“The world isn’t just the way it is. It is how we understand it, no? And in understanding something, we bring something to it, no?
Doesn’t that make life a story?”
Life of Pi by Yann Martel
At age 17, I went to a memorial service for my Latin teacher who had died of cancer at a relatively young age, but never had I been to a funeral. The funeral was for my father-in-law’s cousin – the last of his father’s generation though far younger than his own father. Kenneth Pridham died at age 93. He attended our wedding and I’d seen him fairly regularly at lunches with my in-laws. In my limited times with him I had begun to get to know a somewhat fragile, quietly-spoken, tall elderly man who enjoyed discussing history, politics and current events, who had a lively sense of humour and loved cheese, but didn’t eat much lunch.

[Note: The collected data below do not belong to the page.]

PR #111, opened 2023-04-26
feat: added hOCR exporter

galz10:


google/cloud/documentai_toolbox/wrappers/hocr.py
```diff
@@ -0,0 +1,241 @@
...
+    documentai_text: List[documentai.Document.Page] = dataclasses.field(repr=False)
+    filename: str = dataclasses.field(repr=False)
+
+    hocr_pages: List[hOCR_Page] = dataclasses.field(init=False, repr=False)
+    metadata: str = dataclasses.field(init=False, repr=False)
+
+    def __post_init__(self):
+        self.hocr_pages = _load_pages(pages=(self.documentai_pages), document_text=(self.documentai_text))
+
+    def export_hocr(cls):
```
dizcology, line 209: Why `cls`?  If this is meant to be classmethod, decorate it as so.

There is also no good way to unit test parts of this function as written.

dizcology (changes requested):

google/cloud/documentai_toolbox/wrappers/hocr.py
```diff
@@ -0,0 +1,241 @@
+# uncompyle6 version 3.9.0
```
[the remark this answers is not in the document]
galz10: I was unaware of the dataclass style, i fixed those and removed the uncomplye6 stuff

google/cloud/documentai_toolbox/wrappers/hocr.py
```diff
@@ -0,0 +1,241 @@
...
+from google.cloud import documentai
+
+ElementWithLayout = Union[(
+ documentai.Document.Page.Paragraph,
+ documentai.Document.Page,
+ documentai.Document.Page.Token,
+ documentai.Document.Page.Block,
+ documentai.Document.Page.Line)]
+
+def _get_bounding_box(object: ElementWithLayout, dimensions: documentai.Document.Page.Dimension):
```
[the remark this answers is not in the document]
galz10: done

google/cloud/documentai_toolbox/wrappers/hocr.py
```diff
@@ -0,0 +1,241 @@
...
+    start_index = object.layout.text_anchor.text_segments[0].start_index
+    end_index = object.layout.text_anchor.text_segments[0].end_index
+    return document_text[start_index:end_index].replace('/n', '')
+
+
+def _load_hocr_words(words: List[documentai.Document.Page.Token], document_text: str, dimensions: documentai.Document.Page.Dimension):
+    w = []
+    for word in words:
+        text = _get_text(word, document_text)
+        w.append(hOCR_Word(text=text, documentai_word=word, dimensions=dimensions))
```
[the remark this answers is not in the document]
galz10: If the object only has normalized vertices it uses the normalized vertices and the dimensions to convert to pixels.

google/cloud/documentai_toolbox/wrappers/hocr.py
```diff
@@ -0,0 +1,241 @@
...
+        return p
+
+
+def _load_hocr_blocks(page: documentai.Document.Page, document_text: str):
+    blocks = []
+    for block in page.blocks:
+        start_index = block.layout.text_anchor.text_segments[0].start_index
+        end_index = block.layout.text_anchor.text_segments[0].end_index
+        paragraphs = [p for p in page.paragraphs if p.layout.text_anchor.text_segments[0].start_index >= start_index if p.layout.text_anchor.text_segments[0].end_index <= end_index]
+        blocks.append(hOCR_Block(paragraphs=paragraphs, page=page, dimensions=(page.dimension), id=1, document_text=document_text, documentai_block=block))
```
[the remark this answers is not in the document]
galz10: So i ended up not using `id` i removed it.

google/cloud/documentai_toolbox/wrappers/hocr.py
```diff
@@ -0,0 +1,241 @@
...
+    else:
+        return w
+
+
+def _load_hocr_lines(lines: List[documentai.Document.Page.Line], page: documentai.Document.Page, document_text: str):
+    l = []
+    for line in lines:
+        start_index = line.layout.text_anchor.text_segments[0].start_index
+        end_index = line.layout.text_anchor.text_segments[0].end_index
+        words = [word for word in page.tokens if word.layout.text_anchor.text_segments[0].start_index >= start_index if word.layout.text_anchor.text_segments[0].end_index <= end_index]
```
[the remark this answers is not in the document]
galz10: If we put the `_load_hocr_lines,_load_hocr_words,etc...` logic in the respective toolbox wrapper, it would make instantiation super slow. The approach 2 implementation is really slow compared to this implementation.

google/cloud/documentai_toolbox/wrappers/hocr.py
```diff
@@ -0,0 +1,241 @@
...
+def _load_pages(pages: List[documentai.Document.Page], document_text: str):
+    res_pages = []
+    for page in pages:
+        res_pages.append(hOCR_Page(documentai_page=(page.documentai_page), document_text=document_text))
+    else:
+        return res_pages
+
+
+@dataclasses.dataclass
+class hOCR_Word:
```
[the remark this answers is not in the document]
galz10: Done

google/cloud/documentai_toolbox/wrappers/hocr.py
galz10: You could mock the respective objects and assert the returned string, and you can then test the respective objects _load functions.

google/cloud/documentai_toolbox/wrappers/hocr.py
```diff
@@ -0,0 +1,241 @@
...
+        f += "<meta name=\"ocr-capabilities\" content=\"ocr_page ocr_carea ocr_par ocr_line ocrx_word\" />\n"
+        f += "</head>\n"
+        f += "<body>\n"
+        for pidx,page in enumerate(cls.hocr_pages):
+            f += f"<div class='ocr_page' lang='unknown' title='image \"{cls.filename}\";{page.bounding_box}'>\n"
+            for bidx,block in enumerate(page.hocr_blocks):
+                f += f"<span class='ocr_carea' id='block_{pidx}_{bidx}' title='{block.bounding_box}'>\n"
+                for paridx, paragraph in enumerate(block.hocr_paragraphs):
+                    f += f"<span class='ocr_par' id='par_{pidx}_{bidx}_{paridx}' title='{paragraph.bounding_box}'>\n"
+                    for lidx, line in enumerate(paragraph.hocr_lines):
```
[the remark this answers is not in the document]
galz10: Done.

google/cloud/documentai_toolbox/wrappers/hocr.py
```diff
@@ -0,0 +1,241 @@
...
+    if object.layout.bounding_poly.vertices:
+        min_x, min_y = object.layout.bounding_poly.vertices[0].x, object.layout.bounding_poly.vertices[0].y
+        max_x, max_y = object.layout.bounding_poly.vertices[2].x, object.layout.bounding_poly.vertices[2].y
+        return f"bbox {int(min_x)} {int(min_y)} {int(max_x)} {int(max_y)}"
+    min_x, min_y = object.layout.bounding_poly.normalized_vertices[0].x, object.layout.bounding_poly.normalized_vertices[0].y
+    max_x, max_y = object.layout.bounding_poly.normalized_vertices[2].x, object.layout.bounding_poly.normalized_vertices[2].y
+    return f"bbox {int(min_x * dimensions.width)} {int(min_y * dimensions.height)} {int(max_x * dimensions.width)} {int(max_y * dimensions.height)}"
+
+
+def _get_text(object: ElementWithLayout, document_text):
```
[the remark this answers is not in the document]
galz10: _get_text and _get_bounding box is only used for hOCR it's not used anywhere else so i don't know if there would be a benefit of creating a ElementWithLayout class. Would making a ElementWithLayout class also mess with using document ai objects ?

google/cloud/documentai_toolbox/wrappers/hocr.py
```diff
@@ -0,0 +1,241 @@
...
+ documentai.Document.Page,
+ documentai.Document.Page.Token,
+ documentai.Document.Page.Block,
+ documentai.Document.Page.Line)]
+
+def _get_bounding_box(object: ElementWithLayout, dimensions: documentai.Document.Page.Dimension):
+    if object.layout.bounding_poly.vertices:
+        min_x, min_y = object.layout.bounding_poly.vertices[0].x, object.layout.bounding_poly.vertices[0].y
+        max_x, max_y = object.layout.bounding_poly.vertices[2].x, object.layout.bounding_poly.vertices[2].y
+        return f"bbox {int(min_x)} {int(min_y)} {int(max_x)} {int(max_y)}"
```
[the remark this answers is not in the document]
galz10: are you suggesting a `bounding_poly` wrapper just for hOCR or for all of docai toolbox.

holtskinner:
In the description for this PR, (and the inline documentation) can you add context as to what hOCR is and how it's being used?

galz10:
> In the description for this PR, (and the inline documentation) can you add context as to what hOCR is and how it's being used?

Yes, will do this is just a draft to help finalize the design doc but when i make this not a draft i'll add the context.

google/cloud/documentai_toolbox/wrappers/hocr.py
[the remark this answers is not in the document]
dizcology: For Document AI's bounding poly messages: https://github.com/googleapis/googleapis/blob/57b675c1534e6feb806ca9cb48a3c4a4023e91fe/google/cloud/documentai/v1/geometry.proto#L49.  Alternatively, at least we should extract some of the code here to helper functions for simpler testing.

google/cloud/documentai_toolbox/wrappers/hocr.py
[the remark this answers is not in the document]
dizcology: Good point, in this case perhaps have them as hOCR-specific private helpers.

google/cloud/documentai_toolbox/wrappers/hocr.py
```diff
@@ -0,0 +1,221 @@
+import dataclasses
+from typing import List, Union
+from google.cloud import documentai
+
+from google.cloud.documentai_toolbox.constants import ElementWithLayout
+
+
+def _get_bounding_box(element_with_layout: ElementWithLayout, dimensions: documentai.Document.Page.Dimension):
+    if element_with_layout.layout.bounding_poly.vertices:
```
dizcology, line 9: Looks like there are `vertices` and there are `normalized_vertices`.  What are the situations where only `normalized_vertices` are populated but not `vertices`?  (That looks like the only case where `dimensions` is used, and right not we pass this to the hOCR classes just for this purpose.  This perhaps could be avoided.)

google/cloud/documentai_toolbox/wrappers/hocr.py
```diff
@@ -0,0 +1,221 @@
...
+        res_pages.append(_HocrPage(documentai_page=page.documentai_page, document_text=document_text, filename=filename))
+
+    return res_pages
+
+
+@dataclasses.dataclass
+class _HocrWord:
+    text: str = dataclasses.field(repr=False)
+    documentai_word: documentai.Document.Page.Token = dataclasses.field(repr=False)
+    dimensions: documentai.Document.Page.Dimension = dataclasses.field(repr=False)
```
dizcology, line 78: This might be an `InitVar` following the pattern introduced in https://github.com/googleapis/python-documentai-toolbox/pull/110

(The word does not need this as an attribute, and it is used only in `__post_init__` to calculate the bounding box.)

google/cloud/documentai_toolbox/wrappers/hocr.py
```diff
@@ -0,0 +1,221 @@
...
+    for page in pages:
+        res_pages.append(_HocrPage(documentai_page=page.documentai_page, document_text=document_text, filename=filename))
+
+    return res_pages
+
+
+@dataclasses.dataclass
+class _HocrWord:
+    text: str = dataclasses.field(repr=False)
+    documentai_word: documentai.Document.Page.Token = dataclasses.field(repr=False)
```
dizcology, line 77: Also this, perhaps just an `InitVar` since the hOCR word does not need it as an attribute.

google/cloud/documentai_toolbox/wrappers/hocr.py
```diff
@@ -0,0 +1,221 @@
...
+    dimensions: documentai.Document.Page.Dimension = dataclasses.field(repr=False)
+    bounding_box: str = dataclasses.field(init=False, repr=False)
+
+    def __post_init__(self):
+        self.bounding_box = _get_bounding_box(element_with_layout=(self.documentai_word), dimensions=(self.dimensions))
+
+    def to_hocr(self, pidx: int,bidx: int, paridx: int, lidx: int, widx: int):
+        f = ""
+        word_text = self.text.replace("&","&amp;").replace("<","&lt;").replace(">","&gt;")
```
dizcology, line 86: There must be library for this.

google/cloud/documentai_toolbox/wrappers/hocr.py
```diff
@@ -0,0 +1,221 @@
...
+        f += f"<span class='ocrx_word' id='word_{pidx}_{bidx}_{paridx}_{lidx}_{widx}' title='{self.bounding_box}'>{word_text}</span>\n"
```
dizcology, line 87: Similarly, there are standard libraries for manipulating and creating XML: https://docs.python.org/3/library/xml.etree.elementtree.html

dizcology (changes requested):

google/cloud/documentai_toolbox/wrappers/document.py
```diff
@@ -760,3 +762,8 @@ def export_images(
             index += 1
 
         return output_filenames
+
+    def to_hocr(self,filename: str) -> str:
+        hocr = _Hocr(documentai_pages=self.pages, documentai_text=self.text,filename=filename)
+        
+        return hocr.export_hocr()
```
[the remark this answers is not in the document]
dizcology: To be clear, I am not requesting to change this at this point, let's continue the discussion.

google/cloud/documentai_toolbox/wrappers/hocr.py
```diff
@@ -0,0 +1,221 @@
...
+        f += "<html xmlns=\"http://www.w3.org/1999/xhtml\" xml:lang=\"unknown\" lang=\"unknown\">\n"
+        f += "<head>\n"
+        f += f"<title>{self.filename}</title>\n"
+        f += "<meta http-equiv=\"Content-Type\" content=\"text/html;charset=utf-8\" />\n"
+        f += "<meta name=\"ocr-system\" content=\"Document AI OCR\" />\n"
+        f += "<meta name=\"ocr-langs\" content=\"unknown\" />\n"
+        f += f"<meta name=\"ocr-number-of-pages\" content=\"{len(self.documentai_pages)}\" />\n"
+        f += "<meta name=\"ocr-capabilities\" content=\"ocr_page ocr_carea ocr_par ocr_line ocrx_word\" />\n"
+        f += "</head>\n"
+        f += "<body>\n"
```
dizcology, line 215: Put everything that is constant (does not depend on the actual pages) into a single multiline f-string.

google/cloud/documentai_toolbox/wrappers/hocr.py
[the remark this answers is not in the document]
galz10: okay will do.

google/cloud/documentai_toolbox/wrappers/hocr.py
galz10: i've seen cases where the OCR doesn't populate vertices, but i'll test this to validate that it happens sometimes otherwise if it doesn't happen the dimensions is not needed.

google/cloud/documentai_toolbox/wrappers/hocr.py
galz10: yea once the #110 changes are merged i'll modify this PR to use the new pattern

google/cloud/documentai_toolbox/wrappers/hocr.py
galz10: Same as above

google/cloud/documentai_toolbox/wrappers/hocr.py
galz10: to do the text replace stuff or the hOCR stuff? the only thing i found about hOCR was not maintained and did not work properly. For the text replace stuff there might be but wouldn't importing a library just for this purpose be overkill ?

google/cloud/documentai_toolbox/wrappers/hocr.py
galz10: oh i did not know i could do this through a library i'll take a look.

google/cloud/documentai_toolbox/wrappers/hocr.py
galz10: will do.

google/cloud/documentai_toolbox/wrappers/document.py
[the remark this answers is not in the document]
galz10: I've tried to use only helper functions without the loading object steps and the result is a super slow export, with this implementation it takes milliseconds for the export to return a string and the second implementation it takes seconds up to a minute.

google/cloud/documentai_toolbox/converters/vision_helpers.py
```diff
@@ -24,6 +24,8 @@
 from google.cloud.vision import TextAnnotation, Symbol, Word, Paragraph, Block, Page
 from google.cloud import vision
 
+from google.cloud.documentai_toolbox.constants import ElementWithLayout
```
dizcology, line 27: I noticed that we are not very consistent with importing modules versus importing names/classes.  The general preference is to import modules.  For example the next engineer has to refer to the import line to know if `Page` here is from the Toolbox itself or from `google.cloud.vision`.

(This does not have to be done in this PR, but please add a internal clean up tracking issue to fix this.)

google/cloud/documentai_toolbox/wrappers/document.py
```diff
@@ -48,6 +48,8 @@
 
 from pikepdf import Pdf
 
+from google.cloud.documentai_toolbox.wrappers.hocr import _Hocr
```
dizcology, line 51: Rename to `_hocr` to signal that it is not part of the public API.  Also import the module instead of the class here.

google/cloud/documentai_toolbox/wrappers/hocr.py
dizcology: Can we also confirm this with the service team?

google/cloud/documentai_toolbox/wrappers/hocr.py
```diff
@@ -0,0 +1,221 @@
...
+        min_x, min_y = element_with_layout.layout.bounding_poly.vertices[0].x, element_with_layout.layout.bounding_poly.vertices[0].y
+        max_x, max_y = element_with_layout.layout.bounding_poly.vertices[2].x, element_with_layout.layout.bounding_poly.vertices[2].y
+        return f"bbox {int(min_x)} {int(min_y)} {int(max_x)} {int(max_y)}"
+    min_x, min_y = element_with_layout.layout.bounding_poly.normalized_vertices[0].x, element_with_layout.layout.bounding_poly.normalized_vertices[0].y
+    max_x, max_y = element_with_layout.layout.bounding_poly.normalized_vertices[2].x, element_with_layout.layout.bounding_poly.normalized_vertices[2].y
+    return f"bbox {int(min_x * dimensions.width)} {int(min_y * dimensions.height)} {int(max_x * dimensions.width)} {int(max_y * dimensions.height)}"
+
+
+def _get_text(element_with_layout: ElementWithLayout, document_text):
+    start_index = element_with_layout.layout.text_anchor.text_segments[0].start_index
```
dizcology, line 19: Similarly here, we should consider either 

(1) promoting `ElementWithLayout` to a proper class (and not just a type alias) so that we can put the code `element_with_layout.layout.text_anchor.text_segments[0].start_index` into an `ElementWithLayout.start_index` property.  (And in fact, then, `_get_text` could be just a property of that class.)

or 

(2) introduce a private wrapper class of `Layout` or `TextAnchor`.

(This refactoring appears to be purely internal and does not have to block the hOCR export work.)

google/cloud/documentai_toolbox/wrappers/hocr.py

It’s a strange askew perspective one has of a person when one has known them only one extreme end of their life – old or young. Cue the great aunty who addresses your adult self with: “When I last saw you, you were just knee-high with ice-cream all over your face. Now look at you – I would hardly have recognised you!”
The funeral contained what I’m sure were all the usual things: the sprawling graveyard situated high on Putney Vale with eternal views for miles and miles around; tall trees with years of uninterrupted growth swaying and creaking in the wind; the grey overcast sky sympathising with the sombre mood of the mourners, some of which had reunited for this occasion after many years of never having seen one another; the black cars and lavish floral tributes; the funeral director at the organ and a small trail of people in black taking their seats on hard wooden pews in a small stone chapel. This met with all of my expectations.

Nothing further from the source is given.